Art therapy has been used with children and adults as method of understanding and coping with life’s problems for over one-hundred years. Art therapists integrate traditional psychotherapeutic theories and applications with the creative process in way that best serve the needs of the individual seeking services. This process can assist a person towards developing insight and coping skills, solving problems, resolving conflict, behavioral changes, and emotional healing. For those reasons and more, art therapy is used to treat social-emotional and mental health issues in a variety of clinical settings and with diverse populations. 

Click here to download our Art Therapy Flyer: Art Therapy

Who can provide “Art Therapy?”

As with any type of counseling or therapy, only a trained professional should provide this service for you and your child. “Registered Board Certified Art Therapists” have gone through extensive education and training to become credentialed by the Art Therapy Credentials Board of the American Art Therapy Association. Some questions to ask that may help you in choosing a professional are: What is your training as a mental health professional? What mental health degree have you earned? Have you ever received formal education on working with children? To what extent? Have you ever received formal education on play therapy? To what extent? What process do you use to work with children?


When does a child need therapy?

In the process of growing up, children often experience difficulty coping at some time (at home, at school, with divorce and separation, with other children, etc.), or they exhibit behaviors which concern their parents or teachers. Some children may need more help than others in some areas. Generally, if you, your child's teacher, or pediatrician is concerned about your child's behavior or difficulty adjusting, play therapy may be the recommended approach to help your child.

What do I tell my child about play therapy?

Tell your child during the first visit that he or she will be coming each week to play with Miss Tara or any other counselor in the playroom. You may tell them that it helps children to have someone special to talk and play with.

What should I tell the therapist?

Parents are experts in relation to their children. The therapist job is to be your partner in helping your child and his or her emotional health. It is your job to report events to the therapist and is inappropriate to ask the child to recount events to the therapist, especially as a punishment. If you question the importance of an event, it never hurts to call the therapist and talk out the event. Parents will have an initial meeting with the therapist with the child present to gather information developmentally and socially about the child.

How do I ask my child about his or her therapy session?

It is important to not pressure the child to talk about their sessions and work progress. Parents will be told by therapist anything that arises in session relating to the child's safety or any other vital information. It is important to remember your child is granted privacy during his or her sessions in order to allow for self expression. Remember progress will take time and children will be allowed to work at their pace in order to build a trusting therapeutic relationship.

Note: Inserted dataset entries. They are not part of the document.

PR #304, opened 2024-10-05
feat: adds `sort-decorators`

hugop95:
### Description

A rule to sort decorators exists here: https://github.com/ElsiKora/ESLint-Plugin-Sort-Decorators.

However, it doesn't benefit from the `eslint-plugin-perfectionist` options ecosystem (possibility to group elements, add custom groups, partition by comment, etc.).

Decorators order may sometimes matter (see section below), so giving users the option to keep that order in those cases is necessary.

Additionally, this implementation has some differences related to what we consider an `accessor decorator` to be (explained below as well). 

## Changes

This PR adds a new rule: `sort-decorators`. It can sort:
- Class decorators.
- Class property decorators.
- Method decorators.
- Method parameter decorators.
- Class accessor decorators.

### Options

- `type`
- `order`
- `ignoreCase`
- `groups`
- `customGroups`
- `partitionByComment`
- `matcher`
- `sortOnParameters`: boolean (by default `true`)
- `sortOnProperties`: boolean (by default `true`)
- `sortOnAccessors`: boolean (by default `true`)
- `sortOnMethods`: boolean (by default `true`)
- `sortOnClasses`: boolean (by default `true`)

`partitionByNewLine` was not added as I don't think there is a use case in separating decorators with a new line. This can be easily added if necessary.

There is at the moment only one predefined group: `unknown`.

### Errors

There are 2 errors:
- `unexpectedDecoratorsGroupOrder`: when two adjacent decorators do not belong to the same group and are unordered, with a more detailed error.
- `unexpectedDecoratorsOrder`: when two adjacent decorators belong to the same group but are unordered.

## ⚠️ Should this be included in recommended configs?

Decorators are evaluated from top to bottom. While unusual, decorator order may matter in some projects. Activating these rules without proper configuration **CAN** cause runtime errors.

At the moment, there are 2 other rules that may change behavior unexpectedly through sorting and that are present in recommended configs:
- `sort-maps`
- `sort-sets`

(If users depend on insertion order, although it is unusual).

I think that if we choose not to include this rule into `recommended`, then both of the above rules should not be included as well.

- [x] New Feature
- [x] Documentation update


rules/sort-class-decorators.ts
```diff
@@ -0,0 +1,251 @@
...
+
+      accumulator.at(-1)!.push(sortingNode)
+
+      return accumulator
+    },
+    [[]],
+  )
+
+  let sortedNodes = formattedMembers
+    .map(nodes => sortNodesByGroups(nodes, options))
```
OlivierZal, line 227: `.flatMap()` ?

OlivierZal:
Couldn't there be a conflict of precedence (at least from the user point of view) with `decoratorNamePattern` defined under `sort-classes`.`customGroups`?

Maybe something to pay attention in `sort-classes` and `sort-xxx-decorators`.

rules/sort-class-decorators.ts
hugop95: Thanks, I keep forgetting about that 😄

hugop95:
> Couldn't there be a conflict of precedence (at least from the user point of view) with `sort-classes`.`customGroups` relying on a `decoratorNamePattern`?
> 
> Maybe something to pay attention in `sort-classes` and `sort-xxx-decorators` documentations.
> 
> By the way I ❤️ these new rule proposals.

@OlivierZal This is fine: in `sort-classes`, `decoratorNamePattern` is used to target class members that have at least one decorator with the entered pattern. The order of decorators does not matter.

OlivierZal:
Got it. 

Then config is important because unlike class members, order matters – like it matters for arrays, because decorators apply sequentially.

hugop95:
> Got it. 
> 
> Then config is important because unlike class members, order matters – like it matters for arrays, because decorators apply sequentially. 

Yes, I mention it at the bottom of the PR, regarding whether the rules should be in recommended configs.

OlivierZal:
@hugop95, I know it's a draft. I've read your current tests: I've not found the other decorator syntaxes:

```ts
@a @b
something
```

and

```ts
@a @b something
```

Doesn't it worth to test them? Do you want to allow keeping the original syntax as an option? (not necessarily in the first version of these rules).

hugop95:
@OlivierZal 
This implementation will not affect elements style-wise: decorators are permuted, so no whitespace/newline is added/removed.

However, it can still be interesting to ensure that this does not get broken, so I'll just edit a couple of tests to have an inline syntax and this should be enough.

docs/content/rules/sort-accessor-decorators.mdx
```diff
@@ -0,0 +1,263 @@
+---
+title: sort-accessor-decorators
+description: Enforce sorting of accessor decorators for for improved readability and maintainability. Use this ESLint rule to keep your accessor decorators well-organized
```
OlivierZal, line 3: `for for`

hugop95:
@azat-io 

Should we include this in recommended configs?

Decorators are evaluated from top to bottom. While unusual, decorator order may matter in some projects. Activating these rules without proper configuration **CAN** cause runtime errors.

At the moment, there are 2 other rules that may change behavior unexpectedly through sorting and that are present in recommended configs:
- `sort-maps`
- `sort-sets`

(If users depend on insertion order, although it is unusual).

I think that if we choose not to include this rule into `recommended`, then both of the above rules should not be included as well.

azat-io (changes requested):
Thank you for your contributions!

I think it would be better to combine all these rules into one `sort-decorators` rule?

I think most of the time people don't want to configure each rule separately and for decorators it makes sense to combine everything.

azat-io:
Other than that, I like everything. It's a very cool idea. But it would be nice to combine these rules into one.

hugop95:
Alright, I'll regroup that in one rule and add options to enable/disable it on `methods`, `classes` etc.

OlivierZal (approved):
All good for me @hugop95, great work!

azat-io (commented):
@hugop95 Looks good, awesome work!

1. Could you please also combine test files into one?
2. And we need to add new rule to rule list in `readme.md`

hugop95:
@azat-io Done. Do you think we should release this in a new major version (v4.0.0)? We could add some breaking changes as well in it:

- https://github.com/azat-io/eslint-plugin-perfectionist/issues/309
- Maybe remove the old `customGroups` API in `sort-custom-classes` ?

OlivierZal (approved):

azat-io:
@hugop95 Okay, let's do it in the major version. We'll just have to think about the plan for this release and think about what other changes we want to have.

azat-io:
I have created a `next` branch, could you please direct your pull request to this branch?

hugop95:
@azat-io Done!

azat-io:
Awesome, thank you!

OlivierZal:
Great achievement @hugop95!

hugop95:
> Great achievement @hugop95!

Thank you for the feedback ! Always appreciated.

How do I confirm a therapist is licensed in Florida?

For information about a therapist's credentials through the state of Florida, you may check the following website.

http://www.doh.state.fl.us/mqa/PRAES/index.html

Does Delta Family Counseling accept insurance?

Yes, Delta Family Counseling accepts the following insurances:

  • Many different types of EAP programs
  • Cigna
  • Value Options
  • Staywell
  • Cenpatico
  • BCBS of Florida
  • Magellan
  • Sunshine
  • MTM

What if Delta Family Counseling doesn't accept my insurance?

If you have insurance that is not listed above than you would be considered a self-payer. If you pay out-of-pocket for services you can request an invoice and then submit it to your insurance yourself.